Japonia idzie na całość w wodór. Czy Europa i Ameryka pójdą jej śladem?
Elon Musk może upierać się, że zasilanie samochodów przyszłości wodorem jest kompletnie bez sensu, ale Toyota i inni wiodący japońscy producenci mają na ten temat inne zdanie i mają zamiar mocniej eksplorować ten sektor i to nie tylko w zakresie motoryzacji.

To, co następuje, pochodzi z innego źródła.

PR #577, opened 2022-09-19
Improve makefile

brauliohms:
Follows improve Makefile for better compatibility with other systems. Patch according to Debian packaging, because I am the maintainer of the package in Debian.

### DIFF
--- a/Makefile
+++ b/Makefile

W ostatnich latach w Europie i Stanach Zjednoczonych obserwujemy raczej rosnące zainteresowanie samochodami elektrycznymi, gdzie koncerny motoryzacyjne opracowują dziesiątki nowych modeli, które mają trafić na rynek w najbliższych lat. Tymczasem w Japonii sytuacja wygląda zupełnie inaczej, bo tu do łask wkracza właśnie wodór, który pomóc ma nie tylko w ograniczaniu szkodliwych emisji, ale i uniezależnieniu kraju od zewnętrznych dostawców paliw (dotąd w grę wchodziła jeszcze energia jądrowa, ale po wydarzeniach z Fukushimy entuzjazm nieco opadł).

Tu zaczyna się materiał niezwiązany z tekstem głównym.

PR #586, opened 2022-10-10
Make the Makefile 'all' target phony and default

mathisto:
`make` it so

I noticed in the README, we are encouraging users to include the docs by default.

I also noticed the makefile had an empty `all` target. GNU `make`, when invoked without an explicit target, will snag the first one it finds.

This PR simply adds the default `install` and `doc` targets the default. I updated the README to reflect this as well.

### DIFF
--- a/Makefile
+++ b/Makefile
@@ -4,9 +4,14 @@ BINDIR=${PREFIX}/bin
 DOCDIR=${PREFIX}/share/doc/ytfzf
 MANDIR=${PREFIX}/share/man
 LICENSEDIR=${PREFIX}/share/licenses/ytfzf
+
 YTFZF_SYSTEM_ADDON_DIR=${PREFIX}/share/ytfzf/addons
 
-all: install doc
+.DEFAULT_GOAL := default
+
+all:
+
+default: install doc
 
 doc:
 	mkdir -p ${DESTDIR}${MANDIR}/man1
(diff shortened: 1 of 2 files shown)


Euro20179:
[Someone else said it was a bad idea](https://github.com/pystardust/ytfzf/pull/577#issuecomment-1251741426) to do this exact  thing, I think they were just saying  it's non-standard to do this, but I'm not sure.

mathisto:
[Ahh, I see.](https://github.com/pystardust/ytfzf/pull/577#issuecomment-1251741426)

Gee willikers! Boy do I not like `make`.

So, I dug in a bit on this, and I think this is referencing 'standard targets for users'. It should be noted that this is *not* a POSIX requirement. The `all` target has no special meaning to `make` whatsoever. That being said, GNU manual [does recommend](https://www.gnu.org/software/make/manual/html_node/Standard-Targets.html#Standard-Targets) that programs use it, and additionally admonishes it NOT include the docs.

So as to keep the `all` directive intact, useless as it is, I added the `.DEFAULT_GOAL` directive which [does](https://www.gnu.org/software/make/manual/html_node/How-Make-Works.html) have special significance to `make`. This directive was added in `v3.80`. Version 3.80 just had its 20th birthday on the 3rd, so we should be good for portability, methinks.

Let me know what you think.

Euro20179:
> Version 3.80 just had its 20th birthday on the 3rd, so we should be good for portability, methinks.

Honestly you would think it would be portable, but I tried with the arch package `bmake` (bsd make) and it does nothing.

However, it also doesn't break `bmake` so I think it's fine, you would just have to do it the old way (`bmake install doc`).

Thanks for doing the research on make btw.

mathisto:
OOOF. You know, I've never even used BSD and it makes feel downright silly sometimes.
Ok, I'll pull the readme changes. Thanks for working with me on this. ✋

Na czele organizacji zrzeszających wszystkich producentów zainteresowanych wodorem stanęła Toyota, która ma „błogosławieństwo” japońskiego premiera, Shinzo Abe. - Chodzi o zwiększenie liczby zawodników i stworzenie infrastruktury wodorowej w najbardziej sprzyjających lokacjach, żeby biznes wodorowy stał się realny i opłacalny za 10-15 lat - twierdzi generalny menadżer projektu w Toyota’s R&D i Engineering Management Division, Taiyo Kawai. Warto bowiem podkreślić, że technologia ogniw paliwowy zmieniających wodór w elektryczność i pozostawiając jako produkt uboczny jedynie parę wodną, jest w użyciu od dekad, ale z wielu powodów nie przyjęła się na szerszą skalę.

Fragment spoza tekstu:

PR #587, opened 2022-10-11
Add required whitespace to vim modeline

mathisto:
MAGIC MODELINES

I noticed the Vim modeline was not working. I checked all my settings locally and sure enough, it wasn't being picked up because of a single space after the comment `#`. 

According to [the docs for Vim modelines](https://vimdoc.sourceforge.net/htmldoc/options.html#modeline), the space following `vim:` is optional, but the one preceding it is not. This should ensure proper detection.

This PR adds not only the required space, but goes ONE STEP FURTHER, and adds an *optional* one following the colon. This is avandt-garde code styling, I KNOW. FWIW the help doc provides an example of each, with and without the trailing space after the colon.

Additionally, modelines are a known security vulnerability. Consider removing it to protect users running a version less than `8.1.1365`.  A lot of distributions have it disabled by default. Debian adds explicit warnings. More [here](https://github.com/numirias/security/blob/master/doc/2019-06-04_ace-vim-neovim.md) if you are interested.

### DIFF
--- a/.github/ISSUE_TEMPLATE/bug_report.md
+++ b/.github/ISSUE_TEMPLATE/bug_report.md
@@ -19,7 +19,8 @@ assignees: ''
  - OS:
  - Terminal:
  - Ytfzf version:
-- Output of `ls -l "$(which sh)"` (if your using fish: `ls -l (which sh)`):
+- Output of `ls -l "$(which sh)"` (if you're using fish: `ls -l (which sh)`):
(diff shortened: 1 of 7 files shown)


Euro20179:
Can you reopen this and put it on the development instead of master branch.

mathisto:
OH JESUS THAT IS EMBARRASING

Przede wszystkim do niedawna była jeszcze zbyt droga, żeby liczyć na szerokie zastosowanie komercyjne i z tego też powodu nie ma jeszcze stosownej infrastruktury, nic więc dziwnego, że Toyota nie widzi opcja na upowszechnienie wodoru wcześniej niż za kilka/kilkanaście lat. Nie oznacza to jednak, że koncerny nie zaczną działać już wcześniej, bo jak poinformowały chcą wydać 400 milionów dolarów na dotacje z zakresu ogniw paliwowych i stacje tankowania wodoru do czasu najbliższych Igrzysk Olimpijskich w Tokio, które z powodu pandemii koronawirusa zostały przesunięte na lipiec 2021 roku - wtedy też na ulice wyjechać ma 100 zasilanych wodorem autobusów.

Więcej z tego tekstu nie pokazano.